Where we would consider a panel or a board, such as the Consent and Capacity Board here in Ontario, would be where decision-making was required to be appealed, where the patient who was making the request was refused by the clinical team, the advisory team that was in place. It would be a place to go where the issues or the point of contention could be heard and properly addressed. As to the make-up of that committee, here in Ontario we have a psychiatrist or a medical practitioner, a layperson, as well as a lawyer. The combination seems to make sense. The competencies of that tribunal could certainly address these types of issues, although they are extremely complex and certainly new to that board.

The other aspects...perhaps if it's not an appeal, but there are certainly issues that come up in the context of the process itself, we would look to that board or that tribunal as well.

6:45 p.m.

NDP

Murray Rankin NDP Victoria, BC

Thank you.

I would like to build on what my colleague asked you in regard to the Centre for Addiction and Mental Health. It's the same question, I suppose, but in a different way.

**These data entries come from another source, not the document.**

PR #1553, opened 2026-06-11
ci: retry `uv sync` to absorb transient dep-resolution flakes

teng-lin:
## What

Wrap every regularly-running CI dependency-install step in a bounded **3-attempt backoff** (15s, 30s) around `uv sync`.

## Why

The install step had **no retry**, so a single transient PyPI/GitHub network blip during `uv sync` hard-failed the whole job. Surveying ~200 `Test` runs, this was the dominant infra-flake class on `main`:

- 2× `Install dependencies` failing on a **single matrix entry** (windows, macos) while the other 14 passed — classic network blip.
- 1× windows **MCP suite** `Install uv` / dep-resolution network hop (fetch from `raw.githubusercontent.com`).

(The remaining `main` failures in that window were *real* — API-compat gate, deterministic all-platform test failures — and are out of scope here. The many `cancelled` runs are expected `concurrency: cancel-in-progress` behavior, not flakes.)

## How it's safe

The loop **fails closed**: a real lockfile/resolution problem fails all three attempts identically, so this only absorbs transient flakes and never masks a genuine error. Each retry emits a `::warning::`; exhaustion emits `::error::` and exits non-zero.

The canonical `uv sync --frozen --extra browser --extra dev --extra markdown` string is preserved **verbatim**, so `scripts/check_ci_install_parity.py` still passes.

## Scope

| Workflow | Install sites hardened |
|---|---|
| `test.yml` | quality + MCP suite + REST server + test matrix |
| `nightly.yml` | E2E install |
| `dependency-audit.yml` | locked-env sync |
| `rpc-health.yml` | core-runtime sync |

Release-path workflows (`verify-package.yml`, `verify-artifacts.yml`) are **intentionally untouched** — they run rarely and a manual re-run is cheap; keeping the publish pipeline change-free is the safer trade.

## Verification

- All Code-Quality workflow gates pass locally: install-parity, workflow-permissions, secret-gates, action-pinning.
- YAML parses for all four files; `shell: bash` added where the matrix runs on windows.
- Retry logic unit-checked: fast on success, retries+succeeds on mid-failure, exits 1 after 3 real failures.
- 75 workflow-related unit tests pass.

## Summary by CodeRabbit

* **Chores**
  * Improved CI reliability by adding retry logic with progressive backoff to dependency installation steps across multiple workflows. Install steps now retry up to three times with increasing delays and report a failure after the final attempt, reducing flakiness from transient network or registry issues during builds and tests.

### DIFF
--- a/.github/workflows/dependency-audit.yml
+++ b/.github/workflows/dependency-audit.yml
@@ -37,10 +37,10 @@ jobs:
         # absorbs flakes — it never masks a genuine resolution error.
         shell: bash
         run: |
-          attempt=1
+          attempt=1; max=3
           until uv sync --frozen --extra browser --extra dev --extra markdown; do
-            if [ "$attempt" -ge 3 ]; then
-              echo "::error::uv sync failed after 3 attempts" >&2
+            if [ "$attempt" -ge "$max" ]; then
+              echo "::error::uv sync failed after $max attempts" >&2
               exit 1
             fi
             echo "::warning::uv sync attempt $attempt failed; retrying in $((attempt * 15))s" >&2
--- a/.github/workflows/dependency-audit.yml
+++ b/.github/workflows/dependency-audit.yml
@@ -32,7 +32,21 @@ jobs:
           enable-cache: true
 
       - name: Sync locked env (browser + dev + markdown)
-        run: uv sync --frozen --extra browser --extra dev --extra markdown
+        # Retried to ride out transient registry/network blips: a real
+        # lockfile problem fails all 3 attempts identically, so this only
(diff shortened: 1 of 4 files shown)


teng-lin:
@claude review

teng-lin:
Thanks for the review. Addressed the hardcoded-count observation in 5f076866 — each retry block now defines `max=3` once and references it in both the threshold and the error message. Left the composite-action consolidation as a follow-up (acceptable for a 4-file change, as noted), and the Gemini "unsupported file types" note is expected for YAML-only workflow changes.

Ontario has the Consent and Capacity Board, as you referenced, as a review mechanism, but the only other province or territory that has a similar one is Yukon. I'm just wondering what you would suggest, what alternatives might provide similar safeguards elsewhere in Canada.

Also, are you suggesting that we create a board federally so that we have consistency, or leave this to the provinces and territories?

6:50 p.m.

Vice-President, Legal Services, Centre for Addiction and Mental Health

Kristin Taylor

To answer the first part of your question, I believe all provinces and territories do have health profession appeal boards of some sort. Whether or not it's a consent and capacity board, there are health appeal boards where decisions or issues that come up in the clinical setting or health care setting would go. I don't have my jurisdictional chart on that, but that's where I would look if there isn't a tribunal or a board specific to the mental health in the consent and capacity aspects.

6:50 p.m.

The Joint Chair Hon. Kelvin Kenneth Ogilvie

Could you sum up quickly, please.

6:50 p.m.

Vice-President, Legal Services, Centre for Addiction and Mental Health

Kristin Taylor

I missed the second part of the question.